Project Director of the Multi-sectoral Programme under the Ministry of Women and Children Affairs Dr Abul Hossain said the biggest facility of the OCC is that a victim can get all sorts of services from the OCC and he or she does not need to go to any other place for getting all necessary services.

Dr Abul Hossain said, “A victim can take services from the OCC depending on the nature of crime and types of services he or she needs. In places where there is no OCC, a victim needs to go here and there for taking all the necessary services. So, if the OCCs are installed in all the hospitals including in the private ones, then the victims will be able to get support with ease and comfort.”

Echoing with Dr Abul Hossain, Coordinator of the OCC at Dhaka Medical College Hospital Dr Bilkis Begum said with the limited space, it is not possible to accommodate all the victims here at the OCC at DMCH. “If the trial process is carried out in a much speedy manner, then the OCCs could have yielded much more results.”

According to the data published in the April, 2019 edition of newsletter of the Ministry of Women and Children Affairs, the number of victims at the Nine OCCs in the first three months of 2019 increased by 9.13 percent compared to the victims, who gathered at the OCCs in the last quarter of 2018.

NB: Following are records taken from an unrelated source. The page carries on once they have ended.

PR #624, opened 2026-07-16
fix: inject session_id_header for conversation_replay and shared_prefix workloads

### LINKED ISSUE #574: session_id not injected for conversation_replay and shared_prefix workloads
### Problem

When using `conversation_replay` or `shared_prefix` data generation, the `session_id_header_key` configured in the `api:` section is never sent to the model endpoint, even though both workloads maintain per-session identity internally.

The existing header injection logic in `openai_client.py` only checks `InferenceAPIData.session_id`, which is populated exclusively by the session-based dispatch path (used by `otel_trace_replay`). Both `conversation_replay` and `shared_prefix` use the non-session `DataGenerator` path, where `session_id` is never stamped on the request object.

Instead, these workloads track session identity via a separate field - `UserSessionCompletionAPIData.user_session_id`, which is used only for local context management and never flows into the header injection.

### Why this matters:

Both workloads simulate multi-turn conversations where the gateway needs session identity to enable KV-cache reuse and fair scheduling across sessions. Without the header, the router cannot associate requests from the same conversation.

### Proposed Fix

Extend the header injection in `openai_client.py` to fall back to `user_session_id` when `session_id` is not set:

```python
if self.client.api_config.session_id_header_key:
    sid = getattr(data, 'session_id', None) or getattr(data, 'user_session_id', None)
    if sid:
        headers[self.client.api_config.session_id_header_key] = sid
```

This is backward-compatible:
- **`otel_trace_replay`** - continues using `session_id` as before
- **`conversation_replay`** - now sends its `user_session_id` (e.g. `conv_0`, `slot_0_convo_1`)
- **`shared_prefix`** - now sends its `user_session_id` (e.g. `user_session_5`)
- **Other datagens** (`random`, `synthetic` etc) - unaffected, neither field exists so no header is sent

lenadankin:
## Summary

Fixes kubernetes-sigs/inference-perf#574

- Fall back to `user_session_id` when `session_id` is absent in the header injection logic in `openai_client.py`
- `otel_trace_replay` continues using `session_id` as before
- `conversation_replay` and `shared_prefix` now send their `user_session_id` to the gateway
- Generators without either field (`random`, `synthetic`, etc.) are unaffected

## Test plan

- [ ] `test_session_id_header_injected_when_both_set` — `session_id` is used when present
- [ ] `test_user_session_id_used_when_session_id_is_none` — `user_session_id` is the fallback
- [ ] `test_session_id_takes_precedence_over_user_session_id` — `session_id` wins when both are set
- [ ] `test_session_id_header_not_injected_when_neither_id_is_set` — no header when neither field is set
- [ ] `test_session_id_header_not_injected_when_header_key_is_none` — no header when `session_id_header_key` is unset

### DIFF
--- a/inference_perf/client/modelserver/openai_client.py
+++ b/inference_perf/client/modelserver/openai_client.py
@@ -336,8 +336,10 @@ class openAIModelServerClientSession(ModelServerClientSession):
         if data.headers:
             _update_headers_case_insensitive(headers, data.headers)
 
-        if data.session_id and self.client.api_config.session_id_header_key:
-            headers[self.client.api_config.session_id_header_key] = data.session_id
+        if self.client.api_config.session_id_header_key:
+            session_id = getattr(data, "session_id", None) or getattr(data, "user_session_id", None)
+            if session_id:
+                headers[self.client.api_config.session_id_header_key] = session_id
 
         request_data = json.dumps(payload)
 
--- a/tests/required/client/modelserver/test_openai_client.py
+++ b/tests/required/client/modelserver/test_openai_client.py
@@ -188,8 +188,49 @@ async def test_session_id_header_injected_when_both_set(mock_client: MagicMock, 
 
 
 @pytest.mark.asyncio
-async def test_session_id_header_not_injected_when_session_id_is_none(mock_client: MagicMock, mock_data: MagicMock) -> None:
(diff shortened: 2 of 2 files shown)


lenadankin:
Superseded by #625, which contains the same change with corrected commit metadata.

Issue #621, opened 2026-07-15
[Testing] Umbrella: leftover unit-test backfill


Bslabe123:
Umbrella issue collecting the unit-test coverage work still outstanding, so the v0.7.0 tracker (#606) can point at one item instead of scattered free-text lines. This complements #519, which tracks the v1.0.0 testing strategy at the plan level; this issue tracks the concrete unit-test backfill tasks themselves.

## Filed

- [ ] #520 (config package)
- [ ] #517 (fixture-based tests for the vLLM, SGLang, and TGI client subclasses)
- [ ] #332 (multi-turn benchmark)

## Unfiled (file as they are picked up, or work them directly under this issue)

- [ ] Regression test for BOS/special-token per-chunk counting, parameterized over `add_special_tokens` x chunk count (carried over from #606)
- [ ] Error-path accounting: timeouts, 429s, and partial/severed streams counted correctly at the unit level (the unit-test counterpart of the e2e scenarios in #620; from #519's "Targeted Unit Backfill")
- [ ] Circuit breaker behavior (from #519's "Targeted Unit Backfill")
- [ ] Multi-process metric collectors (from #519's "Targeted Unit Backfill")

## Related, tracked separately

- #518 / #527: coverage visibility (absolute metrics, artifacts, per-package targets); tooling rather than test authoring, but it is how we will verify this backfill moves the needle
- #516: example-config validation in CI (a validation gate, not unit tests)

Bslabe123:
Closing as superseded by #606.

Every item here is now either tracked on the v0.7.0 tracker or subsumed by work that
landed since this issue was filed.

**Filed**
- #520 (config) and #517 (client subclasses): both complete and listed as `done` in
  #606's Unit table. The checkboxes above were never updated.
- #332 (multi-turn): tracked in #606's Unit table, PR #677 open.

**Unfiled**
- BOS/special-token per-chunk regression: subsumed by #631, which parameterizes exact
  output-token and chunk counts over two BOS-prepending tokenizers x chat/completion x
  streaming/unary. Merged.
- Multi-process metric collectors: subsumed by #632, which requires
  `LocalRequestMetricCollector` and `MultiprocessRequestMetricCollector` to produce
  equivalent aggregates for identical load, with the pure-function half moving to unit
  under #659.
- Circuit breaker behavior: refiled with concrete scope as #732.
- Error-path accounting (timeouts, 429s, partial/severed streams): folded into #620,
[...]

Issue #606, opened 2026-07-10
v0.7.0 Release


Bslabe123:
> [!CAUTION]
> ## See the [v0.7.0 milestone](https://github.com/kubernetes-sigs/inference-perf/milestone/6) for the most up to date status of this milestone, this issue serves as the knowledge store for the release.

This releases focuses primarily on hardening across Measurement Correctness/Testing, Observability, Documentation, Governance, Reporting, and the Release process. **This release is targeted for Sept 14**

## Testing
Correctness and reliability coverage: enforce token-accounting and load-generation invariants in CI, and stand up the e2e suites that catch regressions before a release.

Both halves of that are now in place, and all three enabling issues are closed. The deterministic suites stopped being advisory when the tide merge gate landed (#653). The accelerator problem was dissolved rather than funded: the real-server oracles moved onto CPU vLLM inside CI (#697, extended to the multimodal payload cases by #745 under #748), so #641 closed with no capacity acquired and #643's publish-time re-test is redundant under the same gate.

**Execution lanes.** Per the Jul 23 discussion, each tier below is assigned a lane by cost:

- **per-change** runs on every push, target under 5 minutes total including lint
- **at-merge** blocks the merge but stays out of the push loop
- **nightly** runs on a schedule and never gates a PR

The principle used to decide what can move down a tier: **fake the conditions, never the oracle.** A test that induces a failure the server would not produce on its own is better off against a controllable fake. A test that checks our numbers against the server's own numbers cannot be moved without becoming tautological, which is the #564 lineage.

### Unit

| Test | what/why | Status |
|---|---|---|
| Token assertion regression (#602) | • **what:** Restores the `output_tokens` assertion #581's distribution change dropped<br>• **why:** An assertion was silently weakened | done |
| **[DEFERRED]** Reasoning-channel parsing (#592) | • **what:** SSE parser handles `delta.reasoning`<br>• **why:** Live bug on reasoning models | Deferred |
| Client subclasses (#517) | • **what:** vLLM, SGLang, TGI subclasses, inline wire-format payloads, one module per client<br>• **why:** Subclasses have no direct coverage | done |
| Config (#520) | • **what:** Parsing and validation<br>• **why:** Config surface grew without tests | done |
| **[DEFERRED]** Multi-turn (#332) | • **what:** Multi-turn benchmark path<br>• **why:** Only the hang case is covered today | #677 -> Deferred |
[...]

Issue #517, opened 2026-05-28
[Testing] Add fixture-based unit tests for the vLLM, SGLang, and TGI client subclasses


Bslabe123:
**What would you like to be added**:

Fixture-based unit tests for the vLLM, SGLang, and TGI client subclasses, covering response parsing and request payload serialization against recorded backend response fixtures. No GPU or live backend required.

**Why is this needed**:

Testing is currently limited to `llm-d-inference-sim`. The vLLM, SGLang, and TGI client subclasses have zero direct tests, so backend-specific parsing and serialization regressions can pass CI and only surface against a real server. Fixture-based tests close most of this risk in plain CI.

**Proposal**:

1. Capture representative response fixtures (streaming and non-streaming, success and error paths) for each backend.
2. Add unit tests asserting correct parsing of those fixtures into the client's internal types.
3. Add tests asserting correct request payload serialization for each backend.

Bslabe123:
Tracked under #519.

PR #629, opened 2026-07-16
Unit test: backfill for vLLM, SGLang, and TGI client subclasses

Bslabe123:
Addresses: #517. Part of the #621 unit-test backfill for the v0.7.0 tracker (#606).

## Summary

Adds unit tests for the vLLM, SGLang, and TGI client subclasses, covering response parsing and request payload serialization against inline transcriptions of each backend's wire format. No GPU or live backend required, and no external fixture files: all payloads live in the test modules as plain Python dicts, matching how the existing streaming-parser tests (and vLLM's own unit tests) construct their inputs.

**Layout**: one test module per client (`test_vllm_client.py`, `test_sglang_client.py`, `test_tgi_client.py`), each holding that backend's wire-format transcription in a `Backend` dataclass and running the shared `BackendClientSuite` from `backend_client_suite.py` against it via a `Test<Backend>Client` subclass.

**Wire-format payloads** (one `Backend` per module): each backend gets non-streaming and streaming success bodies for both `/v1/completions` and `/v1/chat/completions`, its native error body, and a `/v1/models` listing. All three wrap the *same generated text* in each server's envelope (vLLM's `stop_reason`/`prompt_logprobs`, SGLang's `matched_stop`, TGI's `system_fingerprint` and flat `{"error", "error_type"}` body at 422), so parsed metrics must agree across backends while the payloads pin each envelope. SSE streams are assembled from the chunk dicts by a small `sse_stream` helper.

**Tests** (11 suite cases per client, 33 total):
- Response parsing: non-streaming and streaming, completion and chat. Asserts token accounting from a deterministic stub tokenizer, `server_usage` capture from both the response body and the trailing `include_usage` SSE chunk, timestamp exclusion for role-only/usage/`[DONE]` events, and verbatim `raw_response` retention.
- Request serialization: full `process_request` through the session with a mocked HTTP layer; asserts the exact wire payload (`model`, `prompt`/`messages`, `max_tokens`, `ignore_eos`, `stream`, `stream_options`), route, `Content-Type`, and `Authorization` header handling.
- Error paths: backend-native HTTP error bodies preserved verbatim on the recorded metric; malformed-JSON 200s recorded as failures without crashing the worker; severed mid-stream responses keeping the partial body (per-backend regression coverage for the #531 fix).
- Construction: model-name inference from each backend's `/v1/models` shape, supported APIs, and per-backend Prometheus metric metadata (`metric_filters` includes `model_name` for vLLM/SGLang but not TGI; queue metric names).

## Notes for reviewers

- The payloads are transcribed from each backend's OpenAI-compatible response format as of recent releases (vLLM v1 API, SGLang, TGI 3.x), not captured from live servers in this PR.
- A scheduled non-blocking live smoke job (discussed on #606) would be the natural mechanism to detect when these transcriptions go stale and to source refreshed captures.


tests/required/client/modelserver/backend_client_suite.py
```diff
@@ -0,0 +1,377 @@
...
+        response = FakeStreamingResponse([partial.encode()], interrupt_with=ConnectionResetError("Connection reset by peer"))
+        client = make_client(self.backend, APIConfig(type=APIType.Completion, streaming=True))
+        session = await make_session(client, response)
+
+        await session.process_request(CompletionAPIData(prompt=COMPLETION_PROMPT), stage_id=0, scheduled_time=0.0)
+
+        metric = recorded_metric(client)
+        assert metric.error is not None
+        assert metric.error.error_type == "ConnectionResetError"
+        assert "Paris," in metric.response_data
```
lenadankin, line 346: Since the regression is specifically about preserving the partial raw body, could we assert `metric.response_data == partial` rather than only checking that "Paris," is present?

lenadankin (approved):

PR #644, opened 2026-07-16
fix: count generated text without special tokens for output_len

Bslabe123:
## Summary

All four output-side call sites (`completion.py` and `chat.py`, streaming and unary) compute `output_len` with `tokenizer.count_tokens(output_text)`, which defaults to `add_special_tokens=True`. For BOS-prepending tokenizers (Llama 3, Gemma), this inflates the client-side output token count by exactly 1 per request.

Generated text is a continuation, not a sequence start, so it should be counted without special tokens. This also matches the server's own semantics: `usage.completion_tokens` does not include special tokens, while `usage.prompt_tokens` does. Prompt-side counting is deliberately left on the default (`add_special_tokens=True`) for the same reason.

## Context

This is the last residual of the #564 lineage:

- #565 stopped overwriting `output_tokens` with the per-chunk sum
- #566 made the per-chunk timestamp expansion in reportgen count with `add_special_tokens=False`
- This PR fixes the remaining whole-text count, which still added the BOS

The bug is invisible to existing tests because none of them run a BOS-prepending tokenizer against a known-token-count response. #645 adds a sim-backed golden accuracy e2e that asserts client-side counts exactly and turns red without this fix.

## Impact on reported numbers

Benchmarks using a BOS tokenizer with client-side counting (`use_server_output_tokens: false`, the default) will report exactly 1 fewer output token per request than before. That is the inflation being removed, not a regression; runs with `use_server_output_tokens: true` are unaffected.

With the bug live, the error is +1 output token per request: `output_len` and `output_tokens_per_sec` are inflated and TPOT/NTPOT deflated by roughly 1/N for N-token outputs. That is under 1% for typical output lengths but reaches ~12% on short-output latency probes (N=8).

## Severity and workaround (P1)

Until this merges, the recommended mitigation is server-side counting:

```yaml
report:
  request_lifecycle:
    use_server_output_tokens: true
```

This makes TPOT, NTPOT, throughput, and the `output_tokens` summary use `usage.completion_tokens` instead of the client-side recount. It is primarily a vLLM and llm-d oriented workaround, which covers the overwhelming majority of deployments: both report usage on unary responses and on streaming responses via `stream_options: {"include_usage": true}`, which the client already sends. Two caveats:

During that period, the number of victims at the OCC in Dhaka increased by 19.23 percent, in Rajshahi it increased by 4 percent, in Chattogram it increased by 13 percent, in Sylhet the number increased by 9.55 percent, in Faridpur it increased by 33 percent, in Rangpur by 38.46 percent, in Cox’s Bazar it witnessed a rise of 4.25 percent while the number of victims saw arise of 4 percent and 8.9 percent respectively in Khulna and Barisal. It was also learnt fro m the newsletter that a total of 314 cases were filed in court under the Prevention of Women and Children Repression Act 2000 in the first three months of 2019 where verdicts were given in 33 cases.

The services at the OCCs remain open round-the-clock and the victims can also avail services from the OCCs directly by not getting admitted at the centres through telephone. Besides, move is on to set up OCCs at Gopalganj, Noakhali, Pabna, Kushtia, Jashore, Bogura, Mymensing and Cumilla Medical College Hospitals.